ACTIVITY:
Each entry that follows should be retyped in full and exactly.

RECORDS FOR THE TASK:
PR #4149, opened 2024-08-21
Fermat's last theorem for exponent 4

icecream17:
<s>Draft <s>since I'm avoiding a merge conflict (deduction of [opthpr](https://us.metamath.org/mpeuni/opthpr.html) will be where ifexd was: #4139)</s>, but everything is proved except for the lemmas</s> Done

<s>In changes-set.txt I replaced two tabs with spaces</s> fixed by #4160

**Edit**: ~~flt4lem5 is impossible to prove. flt4g will become a lemma with an extra `A < B` hypothesis, and flt4 will become nontrivial (will use fltne)...~~

~~**edit 2:** `A < B` is not very useful considering the relevant terms are `A ^ 4` and `B ^ 2`, so instead the parity antecedent from [pythagtriplem18](https://us.metamath.org/mpeuni/pythagtriplem18.html) will be carried over~~

**edit 3**: A [better proof](https://github.com/metamath/set.mm/pull/4149#issuecomment-2305234256) was used


metakunt:
Nice, how much harder is exponent 3?

set.mm
```diff
@@ -647669,29 +647743,326 @@ standardize vectors to a length (norm) of one, but such definitions require
...
+  $}
+
+  ${
+    fltabcoprm.s $e |- ( ph -> S e. NN ) $.
+    fltabcoprm.a $e |- ( ph -> A e. NN ) $.
+    fltabcoprm.b $e |- ( ph -> B e. NN ) $.
+    fltabcoprm.c $e |- ( ph -> C e. NN ) $.
+    fltabcoprm.n $e |- ( ph -> N e. NN0 ) $.
+    fltabcoprm.1 $e |- ( ph -> ( ( A ^ N ) + ( B ^ N ) ) = ( C ^ N ) ) $.
+    $( A counterexample to FLT implies a counterexample to FLT with ` A , B `
```
benjub, line 647808: At this point, you do not know that you obtain a Fermat or Pythagorean triple, since you do not know whether $A \wedge B | C$ (for Pythagorean triples, it turns out to be the case; I do not know in general, but in any case this theorem does not state it).

set.mm
```diff
@@ -647669,29 +647743,326 @@ standardize vectors to a length (norm) of one, but such definitions require
...
+    flt4lem.z $e |- ( y = z -> ( ps <-> th ) ) $.
+    flt4lem.s $e |- ( ph -> S C_ ( ZZ>= ` M ) ) $.
+    flt4lem.1 $e |-
+        ( ( ph /\ ( x e. S /\ ch ) ) -> E. z e. S ( th /\ z < x ) ) $.
+    $( Infinite descent.  The hypotheses say that ` S ` is lower bounded, and
+       that if ` ps ` holds for an integer in ` S ` , it holds for a smaller
+       integer in ` S ` .  By infinite descent, eventually we cannot go any
+       smaller, therefore ` ps ` holds for no integer in ` S ` .  (Contributed
+       by SN, 20-Aug-2024.)  $)
+    flt4lem $p |- ( ph -> { y e. S | ps } = (/) ) $=
```
benjub, line 647850: It's more than a lemma.

set.mm
```diff
@@ -647669,29 +647743,326 @@ standardize vectors to a length (norm) of one, but such definitions require
...
+  ${
+    $d ph k m n $.  $d A k m n $.  $d B k m n $.  $d C k m n $.
+    flt4lem2.a $e |- ( ph -> A e. NN ) $.
+    flt4lem2.b $e |- ( ph -> B e. NN ) $.
+    flt4lem2.c $e |- ( ph -> C e. NN ) $.
+    flt4lem2.1 $e |- ( ph -> A < B ) $.
+    $( ~ pythagtrip in deduction form with the additional hypothesis ` A < B `
+       to separate ` { A , B } = { x , y } ` into ` A = x /\ B = y ` .  This
+       hypothesis can be assumed without loss of generality because of ~ fltne
+       and the commutative property of addition.  (Contributed by SN,
```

RESPONSE TO THE EXERCISE:
PR #4149, opened 2024-08-21
Fermat's last theorem for exponent 4

icecream17:
<s>Draft <s>since I'm avoiding a merge conflict (deduction of [opthpr](https://us.metamath.org/mpeuni/opthpr.html) will be where ifexd was: #4139)</s>, but everything is proved except for the lemmas</s> Done

<s>In changes-set.txt I replaced two tabs with spaces</s> fixed by #4160

**Edit**: ~~flt4lem5 is impossible to prove. flt4g will become a lemma with an extra `A < B` hypothesis, and flt4 will become nontrivial (will use fltne)...~~

~~**edit 2:** `A < B` is not very useful considering the relevant terms are `A ^ 4` and `B ^ 2`, so instead the parity antecedent from [pythagtriplem18](https://us.metamath.org/mpeuni/pythagtriplem18.html) will be carried over~~

**edit 3**: A [better proof](https://github.com/metamath/set.mm/pull/4149#issuecomment-2305234256) was used


metakunt:
Nice, how much harder is exponent 3?

set.mm
```diff
@@ -647669,29 +647743,326 @@ standardize vectors to a length (norm) of one, but such definitions require
...
+  $}
+
+  ${
+    fltabcoprm.s $e |- ( ph -> S e. NN ) $.
+    fltabcoprm.a $e |- ( ph -> A e. NN ) $.
+    fltabcoprm.b $e |- ( ph -> B e. NN ) $.
+    fltabcoprm.c $e |- ( ph -> C e. NN ) $.
+    fltabcoprm.n $e |- ( ph -> N e. NN0 ) $.
+    fltabcoprm.1 $e |- ( ph -> ( ( A ^ N ) + ( B ^ N ) ) = ( C ^ N ) ) $.
+    $( A counterexample to FLT implies a counterexample to FLT with ` A , B `
```
benjub, line 647808: At this point, you do not know that you obtain a Fermat or Pythagorean triple, since you do not know whether $A \wedge B | C$ (for Pythagorean triples, it turns out to be the case; I do not know in general, but in any case this theorem does not state it).

set.mm
```diff
@@ -647669,29 +647743,326 @@ standardize vectors to a length (norm) of one, but such definitions require
...
+    flt4lem.z $e |- ( y = z -> ( ps <-> th ) ) $.
+    flt4lem.s $e |- ( ph -> S C_ ( ZZ>= ` M ) ) $.
+    flt4lem.1 $e |-
+        ( ( ph /\ ( x e. S /\ ch ) ) -> E. z e. S ( th /\ z < x ) ) $.
+    $( Infinite descent.  The hypotheses say that ` S ` is lower bounded, and
+       that if ` ps ` holds for an integer in ` S ` , it holds for a smaller
+       integer in ` S ` .  By infinite descent, eventually we cannot go any
+       smaller, therefore ` ps ` holds for no integer in ` S ` .  (Contributed
+       by SN, 20-Aug-2024.)  $)
+    flt4lem $p |- ( ph -> { y e. S | ps } = (/) ) $=
```
benjub, line 647850: It's more than a lemma.

set.mm
```diff
@@ -647669,29 +647743,326 @@ standardize vectors to a length (norm) of one, but such definitions require
...
+  ${
+    $d ph k m n $.  $d A k m n $.  $d B k m n $.  $d C k m n $.
+    flt4lem2.a $e |- ( ph -> A e. NN ) $.
+    flt4lem2.b $e |- ( ph -> B e. NN ) $.
+    flt4lem2.c $e |- ( ph -> C e. NN ) $.
+    flt4lem2.1 $e |- ( ph -> A < B ) $.
+    $( ~ pythagtrip in deduction form with the additional hypothesis ` A < B `
+       to separate ` { A , B } = { x , y } ` into ` A = x /\ B = y ` .  This
+       hypothesis can be assumed without loss of generality because of ~ fltne
+       and the commutative property of addition.  (Contributed by SN,
```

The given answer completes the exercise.